On this page, structural quality
is shown that is determined by the earlier described arching structure.
Based on geometry, the "Straight Tangent
Lines" (STLs) are produced as
seen in figure 1.
An STL is a line that intersects
the iso lines with equal distance on the arching surface while
at the same time the iso line levels have equal high distances.
The figure shows STL state from 4 to 13mm level.
Figure 1, Iso Lines with STLs
Extending the shape of these STLs
brings about the shape of a pyramid as seen in figure 2.
Figure 2, The framework
On the violin, the structures that arise resemble a pyramidal frustum, as seen in figure 3. The top of the pyramid is cut off producing an arching shape.
Extending the STLs
on the exterior creates two pyramids. These have common base producing
the shape of an octahedron, defined by all lines shown in grey.
Figure 3, The pyramidal frustum
of the belly and back
The adjacent animation shows the length cross
section at the location of the sound post/bridge. When string
load is applied the structure starts to deform. By clicking
on the arrows in the box at the right we can observe what happens
with the structure.
This can be done step by step (8 steps) or all
steps at once (motion) in this deflecting process, neither the
sound post nor the cross section in front of the upper F-hole,
marked by triangles, move.
Looking at the deflection on each side of the
sound post/bridge and the upper F-holes, we observe the upper
and lower bout shapes to deflect equally on each side. On a
real instrument, the sum of rigidness of the belly plus, the
back and the rib structure are different. Therefore, we cannot
expect them to have equal deflection and stress condition.
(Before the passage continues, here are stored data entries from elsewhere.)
PR #3970, opened 2019-07-23
Fix --contain issues. Fix bind destination creation

### LINKED ISSUE #3949: "can't remount" under "cleaned up" /home and /tmp in -c mode
## Version of Singularity:
<details><summary>
Initially ran into a failure with 2.6.1 where failing behavior varies (might be related to #3530)
</summary>

```shell
/tmp/d > mkdir -p {~,/tmp}/d; touch {~,/tmp}/d/file;  for d in /etc /etc/apt ~ ~/d /tmp /tmp/d; do echo $d ; builtin cd $d; singularity exec -c -B $d /tmp/out1/containers/images/bids/bids-mriqc--0.15.0.sing ls -l $d >/dev/null; echo "exited with $?"; done                        
/etc
exited with 0
/etc/apt
exited with 0
/home/yoh
WARNING: Not mounting requested bind point (already mounted in container): /home/yoh
exited with 0
/home/yoh/d
exited with 0
/tmp
exited with 0
/tmp/d
ls: cannot access '/tmp/d': No such file or directory
exited with 2
```
</details>

and then replicated with 3.1.1 (debian system both times)

### Expected behavior

leading subdirectories will be provided within cleaned up environment, similar to how it is done to any other directory (overlays?)

### Actual behavior

Just fails to bind mount a directory under /home or /tmp whenever running with `-c` flag:
```shell
/tmp/d > mkdir -p {~,/tmp}/d; touch {~,/tmp}/d/file; for d in /etc /etc/apt /data/famface/ ~ ~/d /tmp /tmp/d; do echo $d ; builtin cd $d; singularity exec -c -B $d /tmp/out1/containers/images/bids/bids-mriqc--0.15.0.sing ls -l $d | head -n 1; done
/etc
total 2868
/etc/apt
total 72
/data/famface/
total 16
/home/yoh
total 1317320
/home/yoh/d
FATAL:   container creation failed: mount ->/home/yoh/d error: can't remount /home/yoh/d: no such file or directory
/tmp
total 172088
/tmp/d
FATAL:   container creation failed: mount ->/tmp/d error: can't remount /tmp/d: no such file or directory
```
in above - /data/famface is not in the container, everything works out just fine.  ~/d and /tmp/d -- fail to bind mount

Interestingly, if I provide `-W` path where I will have those /tmp/d and /home/yoh/d precreated -- seems to "work" for /tmp but not for home:
```shell
/tmp/d > mkdir -p {~,/tmp}/d; touch {~,/tmp}/d/file; for d in ~/d /tmp/d; do echo $d ; builtin cd $d; singularity exec -c -W /home/yoh/.tmp/singtmp.HUk5El -B $d /tmp/out1/containers/images/bids/bids-mriqc--0.15.0.sing ls -l $d | head -n 1; done                                               
/home/yoh/d
FATAL:   container creation failed: mount ->/home/yoh/d error: can't remount /home/yoh/d: no such file or directory
/tmp/d
total 0
```
but you can mention that actually `/tmp/d` lists no files (total 0) so it doesn't bind mount /tmp/d from outside which has a `file` in it

PS removed `E: could not determine git repository root` in the above dumps which were coming from my prompt setup and shouldn't be relevant here

cclerget:

- Fix --contain issue with both overlay/underlay and writable flags.
- Introduces overrideDir in session manager to simulate a bind mount during directories/files/symlinks creation, it should address many issues related to binding giving error like "no such file directory" during mount call.
- Nested binds are already allowed, with `overrideDir` destination directories will be automatically created.
- Fix RPC mount error type to now return `syscall.Errno` type

- Fixes #3949

### DIFF
--- a/internal/pkg/util/fs/layout/manager.go
+++ b/internal/pkg/util/fs/layout/manager.go
@@ -1,4 +1,4 @@
-// Copyright (c) 2018, Sylabs Inc. All rights reserved.
+// Copyright (c) 2018-2019, Sylabs Inc. All rights reserved.
 // This software is licensed under a 3-clause BSD license. Please consult the
 // LICENSE.md file distributed with the sources of this project regarding your
 // rights to use or distribute this software.
@@ -49,6 +49,7 @@ type Manager struct {
 	rootPath string
 	entries  map[string]interface{}
 	dirs     []*dir
+	ovDirs   map[string]string
 }
 
 func (m *Manager) checkPath(path string, checkExist bool) (string, error) {
@@ -86,6 +87,9 @@ func (m *Manager) createParentDir(path string) {
 				d := &dir{mode: m.DirMode, uid: uid, gid: gid}
 				m.entries[p] = d
 				m.dirs = append(m.dirs, d)
+				if ovDir, ok := m.ovDirs[filepath.Dir(p)]; ok {
+					m.ovDirs[p] = filepath.Join(ovDir, filepath.Base(p))
+				}
 			}
 		}
 	}
@@ -101,6 +105,9 @@ func (m *Manager) SetRootPath(path string) error {
 		m.entries = make(map[string]interface{})
 	} else {
 		return fmt.Errorf("root path is already set")
+	}
+	if m.ovDirs == nil {
+		m.ovDirs = make(map[string]string)
 	}
 	if m.dirs == nil {
 		m.dirs = make([]*dir, 0)
@@ -150,6 +157,20 @@ func (m *Manager) AddSymlink(path string, target string) error {
 	m.createParentDir(filepath.Dir(p))
 	m.entries[p] = &symlink{uid: os.Getuid(), gid: os.Getgid(), target: target}
 	return nil
+}
+
+// overrideDir will substitute another directory to the one associated
+// to directory located by path
+func (m *Manager) overrideDir(path string, realpath string) {
+	m.ovDirs[path] = realpath
+}
+
+// GetOverridePath returns the real path for the session path
+func (m *Manager) GetOverridePath(path string) (string, error) {
+	if p, ok := m.ovDirs[path]; !ok {
+		return p, nil
+	}
+	return "", fmt.Errorf("no override directory %s", path)
 }
 
 // GetPath returns the full path of layout path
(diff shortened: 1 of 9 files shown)


gvallee (approved):
LGTM

internal/pkg/util/fs/layout/manager.go
```diff
@@ -152,6 +159,20 @@ func (m *Manager) AddSymlink(path string, target string) error {
...
+func (m *Manager) overrideDir(path string, realpath string) {
+	m.ovDirs[path] = realpath
+}
+
+// GetOverridePath returns the real path for the session path
+func (m *Manager) GetOverridePath(path string) (string, error) {
+	if p, ok := m.ovDirs[path]; !ok {
+		return p, nil
+	}
+	return "", fmt.Errorf("no override directory %s", path)
```
WestleyK, line 173:
```suggestion
	return "", fmt.Errorf("no override directory: %s", path)
```

~All~ **most** of the error returns have the `:` right before a variable, for consistency maybe better to add it

internal/pkg/util/fs/layout/session_linux.go
```diff
@@ -75,12 +78,74 @@ func (s *Session) FinalPath() string {
...
+			flags, _ := mount.ConvertOptions(point.Options)
+
+			// ignore anything which is not a bind mount point
+			if flags&syscall.MS_BIND == 0 {
+				continue
+			}
+
+			// check if the bind source exists
+			if err := syscall.Stat(point.Source, st); err != nil {
+				sylog.Warningf("skipping mount of %s: %s", point.Source, err)
```
WestleyK: Same here...

```suggestion
				sylog.Warningf("skipping mount of: %s: %s", point.Source, err)
```

WestleyK (approved):
Looks good to me, just two optional suggestions :+1:

internal/pkg/util/fs/layout/manager.go
mem: I don't think the result would be understandable in this case: `no override directory: /foo/bar`, it's better without the colon.

WestleyK: @mem, I agree, it does sound a bit better in this case.

WestleyK (approved):
Looks good to me! Thanks :+1:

The animation shows the optimal state where
the bout shapes have equal deflection. Technically the load
condition on the belly is a continuous beam which extends over
four supports, joined together by three spans. When the centre
span is forced down we can observe the outer spans to move upward.
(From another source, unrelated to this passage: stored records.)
PR #3979, opened 2019-07-23
Better handle the path to the Singularity system configuration file

### LINKED ISSUE #3976: Better handle path to the Singularity config file
## Version of Singularity:

All.

### Expected behavior

Paths should be built using `filepath.Join()` or something similar instead of `"/a/path"+"/a/subdir".

### Actual behavior

The code has a lot of `buildcfg.SYSCONFDIR + "/singularity/singularity.conf"`.

N/A.

gvallee:

Better handle the path to the Singularity system configuration file by calling a specific API instead of the creation of a string (which did not even use `filepath.Join()`).

- Fixes #3976 

### DIFF
--- a/cmd/internal/cli/actions_linux.go
+++ b/cmd/internal/cli/actions_linux.go
@@ -35,6 +35,7 @@ import (
 	"github.com/sylabs/singularity/internal/pkg/util/env"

In the case of the violin belly the supports on the end of the
outer spans are forced upward and inward by string load.
Thus the consequence of string load forces the
centre span to bend in a downward direction while the outer
spans become forced upward.
Finally when string load is applied at pitch
we find the instrument in its static state of equilibrium. There
are different stress conditions on the belly by the stationary
supports, on the sound post and the upper F-hole cross section,
and on the stationary sound post on the back.
What we see are two deflection structures (instruments)
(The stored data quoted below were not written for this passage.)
PR #3997, opened 2019-07-25
Add e2e fakeroot tests and Singularity execution profile

### LINKED ISSUE #3206: e2e testing for --fakeroot flag
The `--fakeroot` flag should minimally be tested using all of the action commands and also with build.

### LINKED ISSUE #3770: e2e tests fix pending issues of 3760
#3760 have some pending issues requiring fix :

- https://github.com/sylabs/singularity/pull/3760#discussion_r295723098
- https://github.com/sylabs/singularity/pull/3760#discussion_r295879331

cclerget:

Introduces Singularity execution profiles (`SingularityProfile`), in order to run tests with different profiles without rewriting tests.

Introduces a `ExecContext` holding `testing.T`, `TestEnv` and `SingularityProfile` to simplify function prototype.

Add fakeroot tests for actions, imgbuild and instances as part of Singularity execution profile.

Actions, imgbuild and instances are now run under different profiles depending of requirements and command support.

**EDIT**:

In order to generalize profile usage for all tests, actually each tests groups (actions/docker/imgbuild/... directories) have an entrypoint called `RunE2ETests`, the idea is to loop over all available profiles allow us to run all tests for a profile with `-run TestE2E/*/User/`.

So we could introduce a e2e suite manager to register test groups like :

```
var userOnlyProfile = []e2e.SingularityProfile{e2e.UserProfile}
var allProfile = e2e.Profiles

func testOne(ec *e2e.ExecContext) {
    t, env, profile := ec.Get()
    ...
}

func testTwo(ec *e2e.ExecContext) {
    t, env, profile := ec.Get()
    ...
}

func RunE2ETests(tg *e2e.TestGroup) {
    const parallel = true
    tg.AddTest("Test1", testOne, parallel, allProfile)
    tg.AddTest("Test2", testTwo, !parallel, userOnlyProfile)
}
```

and manage them from `suite.go` with something like :

```
s := e2e.NewSuite(t, env)
groups := map[string]func(*e2e.TestGroup){
    "ACTIONS":  actions.RunE2ETests,
    ...
}
for name, fn := range groups {
    s.AddGroup(name, fn)
}
s.Run() // will take care of running parallel and non parallel tests
```

- Fixes #3206
- Fixes #3770


e2e/internal/e2e/profile.go
```diff
@@ -0,0 +1,126 @@
...
+	}
+	u, err := user.GetPwUID(uint32(origUID))
+	if err != nil {
+		t.Fatalf("failed to retrieve original user information: %s", err)
+	}
+	return u
+}
+
+// Name returns the profile name.
+func (p SingularityProfile) Name() string {
```
mem, line 154: idiomatic Go code calls this function "String" because the formatter looks for that function when it has to format a type using "%s"

e2e/internal/e2e/profile.go
```diff
@@ -0,0 +1,126 @@
...
+
+import (
+	"testing"
+
+	"github.com/sylabs/singularity/internal/pkg/fakeroot"
+	"github.com/sylabs/singularity/internal/pkg/test/tool/require"
+	"github.com/sylabs/singularity/internal/pkg/util/user"
+)
+
+// SingularityProfile represents a Singularity execution profile.
```
mem: it would be nice to to have a description that does not read like "Thing is a thing". Specifically, it might be useful to clarify what a "execution profile" is.

e2e/internal/e2e/profile.go
```diff
@@ -0,0 +1,126 @@
...
+type SingularityProfile uint8
+
+const (
+	// UserProfile is the execution profile with a regular user.
+	UserProfile SingularityProfile = iota + 1
```
mem: is there a reason why you need "iota + 1"?

e2e/internal/e2e/profile.go
```diff
@@ -0,0 +1,126 @@
...
+	FakerootProfile,
+	UserNamespaceProfile,
+	// NEED FIX: disabled until tests are fixed to run it correctly
+	// RootUserNamespaceProfile,
+}
+
+// CheckRequirements checks and ensures that the corresponding
+// execution profile has all the requirements, the current test
+// is skipped if not.
+func (p SingularityProfile) CheckRequirements(t *testing.T) {
```
mem: looking at the implementation this function is not _checking_ something (in the sense that it's looking at whether something is provided or present). Instead this function is stating what the requirements are. I'm guessing this is to be used as `RootProfile.CheckRequirements(t)`. Maybe call it `RootProfile.EnsureRequierements(t)` or `RootProfile.AssertRequirements(t)` or `RootProfile.Require(t)`?

e2e/internal/e2e/profile.go
```diff
@@ -0,0 +1,126 @@
...
+	switch p {
+	case UserNamespaceProfile, RootUserNamespaceProfile:
+		require.UserNamespace(t)
+	case FakerootProfile:
+		require.UserNamespace(t)
+		// now check that current user has valid mappings
+		// in /etc/subuid and /etc/subgid
+		if _, err := fakeroot.GetIDRange(fakeroot.SubUIDFile, uint32(origUID)); err != nil {
+			t.Skipf("fakeroot configuration error: %s", err)
```
mem: if this is an error, the test should not be skipped, it should fail.

If the test is to be skipped, the message should be more along the lines of "skipping test, such and such is not available"

e2e/internal/e2e/profile.go
```diff
@@ -0,0 +1,126 @@
...
+		}
+		if _, err := fakeroot.GetIDRange(fakeroot.SubGIDFile, uint32(origUID)); err != nil {
+			t.Skipf("fakeroot configuration error: %s", err)
```
mem: same here

e2e/internal/e2e/profile.go
```diff
@@ -0,0 +1,126 @@
...
+		}
+	}
+}
+
+// Match returns if one the provided profiles match the current one.
+func (p SingularityProfile) Match(profiles ...SingularityProfile) bool {
```
mem: I'm trying to understand the use case here.

```
if RootProfile.Match(listOfProfiles) {
```

what would the code be trying to do in that case?

I imagine something like this would be easier to read:

```
if listOfProfiles.Match(RootProfile) {
```

but without understanding the problem this is solving I cannot say.

e2e/internal/e2e/profile.go
```diff
@@ -0,0 +1,126 @@
...
+	}
+	return false
+}
+
+// WithArgs returns Singularity arguments for the corresponding
+// profile if any.
+func (p SingularityProfile) WithArgs(args []string) []string {
+	switch p {
+	case FakerootProfile:
+		return append([]string{"--fakeroot"}, args...)
```
mem: these functions here (the previous one, this one, the next one) are what makes me think the code could be implemented differently, but I don't understand the use case enough to figure out of there's an advantage to this or not.

If you had:

```
type Profile interface {
    Privileged() bool
    Args() []string
    User() (*user.User, error)
}
```

profiles would be types implementing the interface, so for example:

```
type RootProfile struct{}

func (p RootProfile) Privileged() bool {
    return true
}

func (p RootProfile) Args() []string {
    return nil
}

func (p RootProfile) User() (*user.User, error) {
    return user.GetPwUID(0)
}
```

it's a little more typing, but the implementations are much more straightforward.

Whether this makes sense or not hinges on what the purpose of Match is.

e2e/internal/e2e/profile.go
```diff
@@ -0,0 +1,126 @@
+// Copyright (c) 2019, Sylabs Inc. All rights reserved.
+// This software is licensed under a 3-clause BSD license. Please consult the
+// LICENSE.md file distributed with the sources of this project regarding your
+// rights to use or distribute this software.
+
+package e2e
```
mem, line 6: the code feels like it should be in a separate package.

mem (changes requested):
I only looked at profile.go. I intentionally did not look at the other changes because I was trying to figure out if the completely new code stands on its own or not. What I think is that there's some missing documentation to make it clear what some of this functions are for and what SingularityProfile represents.

e2e/actions/actions.go
```diff
@@ -34,214 +106,248 @@ func (c *actionTests) actionRun(t *testing.T) {
...
 		},
 		{
+			// as /root directory is always present in images, this test
+			// could not run with RootProfile, RootUserNamespaceProfile and
+			// FakerootProfile
 			name: "NoHome",
-			argv: []string{"--no-home", c.env.ImagePath, "ls", "-ld", user.Dir},
+			argv: []string{"--no-home", env.ImagePath, "ls", "-ld", u.Dir},
 			exit: 2,
+			excludedProfiles: []e2e.SingularityProfile{
```
gvallee, line 319: If I understand correctly, this means that the spirit behind the profile is basically to assume that new profiles are supported by default, right? I am asking the question because trying to understand what work will be required when we will include a new profile, more precisely understand how it will be possible to identify all the tests that need to be updated.

e2e/actions/actions.go
```diff
@@ -631,158 +710,167 @@ func (c *actionTests) RunFromURI(t *testing.T) {
...
-		t.Run("exec", c.actionExec)
-		// stdin/stdout pipe
-		t.Run("STDPIPE", c.STDPipe)
-		// action_URI
-		t.Run("action_URI", c.RunFromURI)
-		// Persistent Overlay
-		t.Run("Persistent_Overlay", c.PersistentOverlay)
-		// shell interaction
-		t.Run("Shell", c.actionShell)
+		tests := map[string]func(*e2e.ExecContext){
```
gvallee: Maybe add a comment such as: "when executing the E2E tests, the framework will execute the tests in the context of multiple profiles, which are orthogonal to the test itself. In other words, the framework will implicitly loop over all existing profiles and execute the test in its context. The test developers are in charge of explicitly excluding profiles that may not be relevant to the test by using a `PreRun` condition."

e2e/internal/e2e/context.go
```diff
@@ -0,0 +1,30 @@
...
+// NewExecContext creates a new test execution context.
+func NewExecContext(t *testing.T, e TestEnv, p SingularityProfile) *ExecContext {
+	return &ExecContext{
+		t:       t,
+		env:     e,
+		profile: p,
+	}
+}
+
+// Get returns information embedded by the test execution
```
gvallee:
```suggestion
// Get returns information embedded in the test execution
```

e2e/internal/e2e/profile.go
```diff
@@ -0,0 +1,163 @@
...
+
+import (
+	"strings"
+	"testing"
+
+	"github.com/sylabs/singularity/internal/pkg/fakeroot"
+	"github.com/sylabs/singularity/internal/pkg/test/tool/require"
+	"github.com/sylabs/singularity/internal/pkg/util/user"
+)
+
```
gvallee, line 16: Maybe add a comment such as: "When executing the E2E tests, the framework will execute the tests in the context of multiple profiles, which are orthogonal to the test itself. In other words, the framework will implicitly loop over all existing profiles and execute the test in its context. The test developers are in charge of explicitly excluding profiles that may not be relevant to the test by using a PreRun condition."

e2e/internal/e2e/profile.go
gvallee: I strongly disagree, this is pure E2E functionality so far, I do not see a single reason why it should be somewhere else. Moving this outside of E2E would be extremely confusing since it would be the only major capability that is specific to E2E and not in the E2E subtree and under the E2E package.

e2e/internal/e2e/profile.go
gvallee: Because 0 is no profile if I understand correctly the explanations in the rest of the code

e2e/internal/e2e/profile.go
```diff
@@ -0,0 +1,163 @@
...
+// SingularityProfile represents a Singularity execution profile.
+type SingularityProfile uint8
+
+// We start from one so we could compare SingularityProfile
+// variable with zero, meaning there is no profile
+const (
+	// UserProfile is the execution profile with a regular user.
```
gvallee, line 26:
```suggestion
	// 0 is equivalent to no profile.
	// UserProfile is the execution profile with a regular user.
```

e2e/internal/e2e/profile.go
gvallee: The PR is full of examples of this and I think fairly easy to understand (which does not mean it does not deserve a few additional comments). In a nutshell, based on my understanding, all profiles are assumed to be applicable by default so if a test is not relevant for a specific profile, the developer must explicitly exclude it. `Match` is a utility function to help developers to handle that situation by comparing the current profile with a pre-defined list of profiles. I included a suggested modification to the comments.

e2e/internal/e2e/profile.go
```diff
@@ -0,0 +1,163 @@
...
+		if _, err := fakeroot.GetIDRange(fakeroot.SubUIDFile, uint32(origUID)); err != nil {
+			t.Fatalf("fakeroot configuration error: %s", err)
+		}
+		if _, err := fakeroot.GetIDRange(fakeroot.SubGIDFile, uint32(origUID)); err != nil {
+			t.Fatalf("fakeroot configuration error: %s", err)
+		}
+	}
+}
+
+// Match returns if one the provided profiles match the current one.
```
gvallee:
```suggestion
// Match returns if one of the provided profiles match the current one.
//
// Practically, this function is part of the utility functions that are available to developers to handle
// tests that are relevant only to a sub-set of the existing profiles. Tests are assumed by default to
// be relevant in all existing profiles. If not, it is the responsibility of the developer to explicitly exclude
// profiles that are not applicable through a `PreRun()` function. This function is part of the
// capabilities provided by the E2E framework to ease such a task.
```

e2e/internal/e2e/singularitycmd.go
```diff
@@ -290,12 +290,15 @@ func WithDir(dir string) SingularityCmdOp {
 	}
 }
 
-// WithPrivileges sets whether a singularity command must be
-// executed with privileges or not. PreRun, InRun, PostRun
-// are also executed with privileges.
-func WithPrivileges(privileged bool) SingularityCmdOp {
+// WithProfile sets the Singularity execution profile, this
```
gvallee, line 294: Would it make sense to provide a `WithoutProfile` function as well? Ultimately I think the question is to decide what is the default behavior if any: are all the profiles included by default? are none of the profiles included by default? If no default is assumed, having `WithProfile()` and `WithoutProfile()` would make sense to me. If a default is assumed, we could decide to only rely on `PreRun()` functions.

e2e/internal/e2e/profile.go
gvallee: I think the real question here is what are the exact default assumption. For instance what is the intended behavior when the test developer does not specific any `PreRun()` function for filtering profiles and does not use `WithProfile()` either. It would be very useful to explicitly state it in a comment and ensure that my understanding is what @cclerget actually has in mind (and come to agreement as a group of course).
I also find the code a little confusing because of this since it is unclear what the default behavior is. For instance, just by reading the code, I thought the default behavior was to include all the profiles but the `PreRun()` code shows that it will fail is no profile is defined.

e2e/internal/e2e/singularitycmd.go
```diff
@@ -411,16 +414,30 @@ func RunSingularity(t *testing.T, cmdPath string, cmdOps ...SingularityCmdOp) {
 		t.Errorf("ExpectExit is missing in cmdOps argument")
 		return
 	}
+	if s.profile == 0 {
```
gvallee:
```suggestion
	if s.profile == 0 {
		// No profile specified
```

e2e/internal/e2e/singularitycmd.go
```diff
@@ -411,16 +414,30 @@ func RunSingularity(t *testing.T, cmdPath string, cmdOps ...SingularityCmdOp) {
...
+		availableProfiles := make([]string, len(Profiles))
+		for i, p := range Profiles {
+			availableProfiles[i] = p.String()
+		}
+		profiles := strings.Join(availableProfiles, ", ")
+		t.Errorf("you must specify a profile, available profiles are %s", profiles)
```
gvallee, line 425: So the default is no profile and leads to an error, meaning that it is assumed that a profile *must* be explicitly specified by the test?

e2e/internal/e2e/singularitycmd.go
```diff
@@ -411,16 +414,30 @@ func RunSingularity(t *testing.T, cmdPath string, cmdOps ...SingularityCmdOp) {
...
+		return
+	}
+	privileged := s.profile.privileged()
```
gvallee, line 429: This default is only because E2E is executed under a `sudo` command, right?

gvallee (changes requested):
I have one major question: what is the default behavior regarding profiles? Are some/all profiles assumed to always be applicable? Are developers to explicitly enumerate all the applicable profiles in the test itself?
Otherwise, I find the PR extremely interesting since it would allow us to drastically improve coverage and potentially minimize the time required to do so.

e2e/internal/e2e/profile.go
mem: Because from what I can see this is very tightly related functionality within the new code and is not as tightly related to the rest of the existing code in the package. Sure, there's a high level theme here (e2e) but all the new code exists for a specific purpose.

Keep in mind that in Go the name of the package becomes part of the client code. Consider the `io` package and its `Reader` type. In the client code you have `io.Reader`, which is very expressive. The `io` package provides functionality that is closely related to `sys` and `os`. They could have provided everything in the `os` package (and that was the partly the case a long time ago) and have `os.Reader`. What's an `os.Reader`? To clarify this, they would have named the `Reader` type `IOReader` or `FileReader` or something like that (and I believe that or something similar was in fact the name at some point).

What I'm saying for example is what's better from the point of view of someone reading the code: `e2e.Match` or `profile.Match`?

e2e/internal/e2e/profile.go
mem: but that means this could benefit from `InvalidProfile` or `UnknownProfile` for example.

e2e/internal/e2e/profile.go
mem: If the question that is going to be generally asked (the use case) is "does this list contain this item?" then the second form is clearer:

```
if listOfProfiles.Contains(RootProfile) {
```

If the most common question is going to be "is my current profile in this list?", then this might be clearer:

```
if currentProfile.In(listOfProfiles) {
```

(and notice that I switched from "RootProfile" to "currentProfile" in the second case).

e2e/internal/e2e/profile.go
cclerget: Will add `UnknownProfile` to be explicit

e2e/internal/e2e/profile.go
cclerget: The goal of `Match` is to match the current profile against a list of profiles, so yes `In` is fine too. The first form `listOfProfiles.Contains(RootProfile)` would involve much steps to setup and make the things more complex IMO.

e2e/internal/e2e/profile.go
cclerget: The idea is to have static and not alterable profiles, because there is nothing to set dynamically, so we can avoid allocation step

e2e/internal/e2e/profile.go
cclerget: the `profile.Match` is better IMO, and actually calls are always done with `profile.Match` or depending of "profile" variable name, since `Match` is a function of `SingularityProfile`, so it's fine to keep it as is actually

e2e/actions/actions.go
cclerget: Yeah, this is clearly not a good example, was lazy so maybe it's better to take the approach of grouping similar tests by eligible "profiles" instead of adding a filter field in test table ?

e2e/internal/e2e/singularitycmd.go
cclerget: My preference goes for always provide a profile (to avoid the question "huh wait what is the default behavior ?" when reading code. As profile in this PR are redundant with `WithPrivileges`, we now have something like when using profile :

`UserProfile` -> `WithPrivileges(false)`
`RootProfile` -> `WithPrivileges(true)`
`UserNamespaceProfile` -> `WithPrivileges(false)` inject `--userns` option for commands `shell,test,exec,run,instance start`
`FakerootProfile` -> `WithPrivileges(false)` inject `--fakeroot` option for commands `shell,test,exec,run,instance start,build`

e2e/internal/e2e/singularitycmd.go
cclerget: yes

e2e/internal/e2e/singularitycmd.go
cclerget: `sudo` is used once when running `sudo go test ...`, after if `privileged` is `true` singularity is executed with root identity via a dedicated privileged thread by calling `e2e.Privileged()`

e2e/internal/e2e/profile.go
cclerget: So actually a profile must be provided (to be explicit), for case like actions/instances, those tests are actually executed with all profiles with few exceptions, but like I said previously those exceptions could be grouped via other test functions and by compatible profiles, so a developer could just add a `if profile.Match(compatibleProfiles)` at the beginning of the test function like it's done in imgbuild tests, not necessarily in a `PreRun` to skip a whole tests table (group). It really depends of tests, this is flexible to take both approach, skip an entire test function or just few tests via `PreRun`, it's left to developer

gvallee (approved):
lgtm

WestleyK:
Ping @cclerget, @mem, whats the status on this PR?

cclerget:
Closing, remain to add e2e tests for fakeroot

that act differently with the applied string load and also will
have different dynamical behavior. The dynamical behavior is
a produced by interaction between the belly, rib and back structures
on each side.
The report, "The impact of arching shape on
structural deflection", describes the circumstances that arise
based on a special geometric arching structure when the instrument
comes into its static stress condition.
When we place a column between the tops
of the pyramids a “Partial Stabilizing
Framework” (PSF) arises. Lengthening
the column increases the stress on the STLs, making
them resistant to forces of deformation . This PSF
is a significant quality that makes it possible to control the behavior
of the surrounding arching. The arching becomes divided into sectors
demarcated by the STLs. When the arching, in the sectors
shapes become stressed by string load, the sector shapes will have their
own stress quality.
The photos above show a model where the PSF
is demonstrated showing STLs as cords. The sound post
is placed on the centre line stretching the cords making a framework
that divides the arching into four sector shapes.